On a brighter note, companies have acknowledged the problem of bias and the need to build safe and responsible AI. Three notable shout-outs go to Databricks, NVIDIA, and Giskard AI, which have all made initial strides in the detection of harmful content and its consequent diffusion to the public. Guardrails can be understood to be safety controls that review and define user interactions with an LLM application. The ability to force the output generated to be in a specific format or context allows it a first-layer solution to check for biases.

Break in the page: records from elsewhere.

PR #779, opened 2026-06-08
fix: Progressive timeout/cancel can keep the agent running for 5 extra minutes

sam-saffron-jarvis:
## What changed

- changed `progressiveFinalizationContext` so only natural completion gets the detached grace window and 5-minute floor
- timeout/cancel exits now stay attached to the parent context and are capped to the actual reserved finalization budget
- skip finalization entirely when the parent context is already done, preventing post-timeout/cancel synthetic finalization work from starting
- added focused tests for natural vs timeout/cancel finalization behavior and a session-level regression test that proves no detached finalization pass starts after the parent deadline has expired

## Why this is high-value

This fixes a real cancellation/deadline reliability bug in a user-facing execution path. Before this change, a progressive run that had already timed out or been cancelled could still detach itself and keep running a finalization pass for up to 5 more minutes. That meant background jobs could continue spending provider/tool budget, holding resources, and mutating persisted session state after callers had already been told the run stopped.

The fix is intentionally small and preserves the existing “extra polish” behavior for natural completion, while restoring the expected stop guarantees for timeout/cancel paths.

## Validation

- `gofmt -w cmd/progressive.go cmd/progressive_test.go`
- `go build ./...`
- `go test ./...`
- added unit tests covering:
  - natural completion still detaches from parent cancellation
  - timeout finalization uses a reserve-sized budget instead of a 5-minute detached grace window
  - cancelled exits skip finalization when the parent is already cancelled
  - a timed-out progressive session does not start a detached second provider request after the parent deadline expires

### DIFF
--- a/cmd/progressive.go
+++ b/cmd/progressive.go
@@ -530,23 +530,31 @@ func progressiveFinalizeReserve(total time.Duration) time.Duration {
 	return reserve
 }
 
-// progressiveFinalizationContext returns a detached, time-boxed context for the
-// finalization pass plus its CancelFunc, which the caller must invoke (via defer)
-// to release resources. It returns (nil, nil) when there is no grace budget.
+// progressiveFinalizationContext returns a time-boxed context for the finalization
+// pass plus its CancelFunc, which the caller must invoke (via defer) to release
+// resources. Natural completion gets a detached grace window so the model can add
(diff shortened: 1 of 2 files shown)


SamSaffron:
Integrated the progressive timeout/cancel finalization fix into the main working copy; closing this PR.

PR #780, opened 2026-06-08
fix: Fresh session DB initialization always replays the full migration stack

sam-saffron-jarvis:
## What changed

- Detect whether the DB is fresh **before** running `db.Exec(schema)` in `initSchemaFull`, so a brand-new DB no longer gets misclassified as a pre-migration database.
- Bootstrap fresh databases directly at `schemaVersion` instead of replaying every historical migration.
- Add `last_user_message_at` to the base `schema` so fresh installs still get the full current sessions table without depending on replayed migrations.
- Ensure the indexes/constraints that fresh DBs previously got via historical migrations are still created after initialization:
  - `idx_messages_session_sequence`
  - `idx_sessions_status`
  - `idx_sessions_title_skipped`
  - `idx_sessions_last_user_msg`
  - `idx_sessions_last_message`
- Add focused tests that prove:
  - fresh DBs do **not** run historical migrations
  - existing DBs that already have tables but lack `schema_version` **do** still run migrations

## Why this is high-value

Fresh session stores were doing unnecessary startup work on every first run because `initSchemaFull` created the current schema first, then checked for the `sessions` table to decide whether the DB was fresh. That check could never detect a truly empty DB after schema creation, so every fresh DB started at version 0 and replayed the entire migration stack.

This wastes work on exactly the hot path for:

- first-run responsiveness
- `:memory:` / ephemeral stores
- tests
- throwaway containers

As more migrations accumulate, the wasted startup time keeps growing. This fix removes that repeated migration/backfill/rebuild work for brand-new databases while preserving migration behavior for older databases.

## Validation

- Verified the bug first with a focused test: on the pre-fix code, a fresh DB incorrectly ended up running a sentinel migration and recording version `1` instead of `26`.
- Added targeted regression tests in `internal/session/sqlite_test.go` for fresh-vs-existing bootstrap behavior.
- `go build ./...` ✅
- `go test ./internal/session` ✅
- `go test ./...` ⚠️ still fails in unrelated pre-existing `cmd` push-subscription tests:
  - `TestHandlePushSubscribe/POST_saves_subscription`
  - `TestHandlePushSubscribe/DELETE_removes_subscription`
  - `TestPushSubscribe_EndToEnd`
- `git diff --check` ✅

### DIFF
--- a/internal/session/sqlite.go
+++ b/internal/session/sqlite.go
@@ -59,6 +59,7 @@ CREATE TABLE IF NOT EXISTS sessions (
     cwd TEXT,
     created_at TIMESTAMP NOT NULL DEFAULT CURRENT_TIMESTAMP,
     updated_at TIMESTAMP NOT NULL DEFAULT CURRENT_TIMESTAMP,
+    last_user_message_at TIMESTAMP,
     last_message_at TIMESTAMP,
     archived BOOLEAN DEFAULT FALSE,
     pinned BOOLEAN DEFAULT FALSE,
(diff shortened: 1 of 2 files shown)


SamSaffron:
Integrated the high-value changes into the main working copy; closing this PR.

PR #789, opened 2026-06-09
fix: Responses API cancel requests can still end as completed

sam-saffron-jarvis:
## What changed

- Updated `responseRun.complete` to give pending cancellation precedence over completion.
- When a cancel request has already been recorded, the run now transitions to `cancelled`, emits `response.cancelled`, and strips completion-only usage fields from the terminal response payload.
- Added a regression test covering the race where `cancelRun()` wins just before `complete()` finalizes the run.

## Why this is high-value

This fixes a user-visible correctness bug in the Responses API: a client could successfully POST `/cancel` and still receive `response.completed` if generation had already finished but the final completion transition had not run yet. That made cancellation flaky on long-running web/API sessions, left the run snapshot looking successful, and could mislead reconnecting SSE clients.

## Validation

- `go build ./...`
- `go test ./...`
- Added `TestResponseRunCompleteHonorsPendingCancellation` to verify cancellation wins over completion.
- `git diff --check`

### DIFF
--- a/cmd/serve_response_runs.go
+++ b/cmd/serve_response_runs.go
@@ -127,6 +127,19 @@ func (r *responseRun) appendEvent(event string, payload map[string]any) error {
 func (r *responseRun) complete(payload map[string]any, usage llm.Usage, sessionUsage llm.Usage) error {
 	r.mu.Lock()
 	defer r.mu.Unlock()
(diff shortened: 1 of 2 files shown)


SamSaffron:

PR #792, opened 2026-06-10
fix: serve shutdown cancels detached response runs but never waits for their goroutines to finish

sam-saffron-jarvis:
## What changed

- Added detached-run goroutine tracking to `responseRunManager` with a `sync.WaitGroup`.
- Changed `responseRunManager.Close()` to cancel all tracked runs and then wait for their goroutines to finish before returning.
- Wrapped the detached goroutine launch in `startResponseRun()` with manager-owned tracking, and reject new run starts once shutdown has begun.
- Added a regression test that starts a non-stateful detached response run, blocks its cancellation path, and verifies `Close()` does not return until the run goroutine finishes and stateless runtime cleanup has completed.

## Why this is high-value

Serve shutdown already cancels detached `/v1/responses` runs, but before this change it did not wait for the goroutines spawned by `startResponseRun()` to unwind. Those goroutines own important shutdown-time work for non-stateful runs, including `runtime.Close()` and any final persistence/cleanup done after cancellation. That meant `serve` could continue into store/session teardown while detached runs were still persisting final state or cleaning up providers, creating exactly the kind of restart-time flakiness and state loss that is hard to reproduce.

This fix makes shutdown deterministic: once `serveServer.Stop()` returns from `responseRuns.Close()`, all detached response-run goroutines have finished their teardown.

## Validation

- `gofmt -w cmd/serve_response_runs.go cmd/serve_test.go`
- `go build ./...`
- `go test ./...`
- Added regression test: `TestResponseRunManagerCloseWaitsForDetachedRunShutdown`
- `git diff --check`

### DIFF
--- a/cmd/serve_response_runs.go
+++ b/cmd/serve_response_runs.go
@@ -734,6 +734,7 @@ type responseRunManager struct {
 	activeBySession   map[string]string
 	cleanupTimers     map[string]*time.Timer
 	terminalRetention time.Duration
+	runWG             sync.WaitGroup
 	closed            bool
 }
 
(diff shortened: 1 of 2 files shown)


SamSaffron:
Closing; fix will be applied directly to main.

PR #794, opened 2026-06-10
fix: progressive ask can deadlock when the stream consumer exits early

sam-saffron-jarvis:
## What changed

- made `askProgressiveBridge` shutdown-aware with a dedicated `done` signal
- routed progressive bridge event delivery through a helper that stops returning blocking channel sends once shutdown is signaled
- updated `CloseSuccess` / `CloseError` to avoid blocking when the consumer has already exited
- when the progressive display path returns an error, `ask.go` now signals bridge shutdown before waiting for the producer goroutine, and ignores the expected bridge-closed sentinel from that shutdown path
- added a regression test covering the previously blocking `HandleEvent` and `CloseSuccess` cases after shutdown

## Why this is high-value

`term-llm ask --progressive` runs the LLM/tool producer in one goroutine and drains bridge events in another. Before this change, if the display side exited early (for example a JSON write failure, broken output stream, or renderer failure), the producer kept doing blocking channel sends into the bridge. Once the buffer filled, the producer goroutine wedged forever and the caller hung on `<-runCh`.

This fix makes that failure path unwind cleanly instead of deadlocking a primary user-facing streaming command.

## Validation

- verified the issue in current code by inspecting `cmd/ask_progressive.go`: every bridge event send and close path used plain blocking channel writes with no shutdown signal
- `gofmt -w cmd/ask_progressive.go cmd/ask.go cmd/ask_progressive_test.go`
- `go build ./...`
- `go test ./...`
- `git diff --check`

### DIFF
--- a/cmd/ask.go
+++ b/cmd/ask.go
@@ -777,7 +777,13 @@ func runAsk(cmd *cobra.Command, args []string) error {
 			default:
 				err = streamPlainText(displayCtx, events, false)
 			}
+			if bridge != nil && err != nil {
+				bridge.Shutdown()
+			}
 			progressiveRun = <-runCh
+			if err != nil && errors.Is(progressiveRun.Err, errAskProgressiveBridgeClosed) {
+				progressiveRun.Err = nil
+			}
 		}
 		tools.ClearAskUserHooks() // Safe to call even if hooks weren't set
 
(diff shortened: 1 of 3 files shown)


SamSaffron:
Duplicate of #793; fix will be applied directly to main.

PR #797, opened 2026-06-11
fix: Telegram stream persistence can stall event ingestion and trip the watchdog

sam-saffron-jarvis:
## What changed

- moved Telegram response/turn callback persistence off the callback hot path into a small per-stream async queue
- kept callback writes serialized so assistant/tool-result message ordering is preserved
- retained bounded `runStoreOpWithoutCancel` persistence for queued callback writes
- added a regression test that blocks assistant `AddMessage` persistence and verifies the stream still completes instead of timing out before tool progress can continue
- on interrupt/error paths, added a short best-effort drain before fallback persistence so already-queued callback writes get a chance to land first

## Why this is high-value

Telegram streaming callbacks were doing session store writes inline. If assistant persistence stalled inside `AddMessage`/`UpdateMetrics`, the engine could stop advancing before the next tool-progress event reached the Telegram watchdog path. That turns a local persistence stall into a user-visible `stream timed out` failure and truncated replies.

This fix isolates persistence from event ingestion with the smallest targeted change in `internal/serve/telegram.go`, so slow or stuck store writes no longer directly block stream/tool progress.

## Validation

- `go build ./...`
- `go test ./...`
- added `TestStreamReply_CallbackPersistenceDoesNotBlockToolProgress` covering the blocked-persistence failure mode

### DIFF
--- a/internal/serve/telegram.go
+++ b/internal/serve/telegram.go
@@ -31,6 +31,8 @@ const minEditInterval = 3 * time.Second
 
 // defaultStreamEventTimeout is used when telegramSessionMgr.streamEventTimeout is zero.
 const defaultStreamEventTimeout = 10 * time.Minute
+const telegramCallbackStoreQueueSize = 16
+const telegramCallbackStoreDrainTimeout = 250 * time.Millisecond
 
 const telegramMaxConcurrentHandlers = 8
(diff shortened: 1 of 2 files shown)


SamSaffron:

According to Databricks, the guardrails in its Model Serving Foundation Model APIs can act as a safety filter against any toxic or unsafe content. The guardrail prevents the model from interacting with the detected content that was deemed unsafe. In such a case, the model responds to the user by explicitly stating that it is unable to assist with the request.

Databricks, like Giskard AI and others, states that current guardrails spring into action upon the detection of content in six primary categories: Violence and Hate, Sexual Content, Criminal Planning, Guns and Illegal Weapons, Regulated and Controlled Substances, and Suicide and Self-Harm.

While such work is commendable and imperative for the deployment/release of GenAI systems to the public, they are limited in their ability to tackle the everyday bias and discrimination that permeates human society. These instances of everyday unconscious bias and discrimination become microaggressions, which can quickly pile up to cause significant harm to individuals. Derald Wing Sue, Professor of Psychology at Columbia University, best describes microaggression as death by a thousand cuts.

Multi-pronged approach to safe, responsible and ethical AI

AI is here to stay and has the potential to benefit and uplift millions of people. However, it is our collective responsibility to ensure the safe, transparent and responsible adoption of AI.

Central to adoption is building trust in AI systems, which is achieved through a multi-pronged approach ranging from guardrails to open-source LLM layers to continuous human oversight. Only through such collective implementation and collaboration can we ensure that the benefits of AI are shared equitably around the world.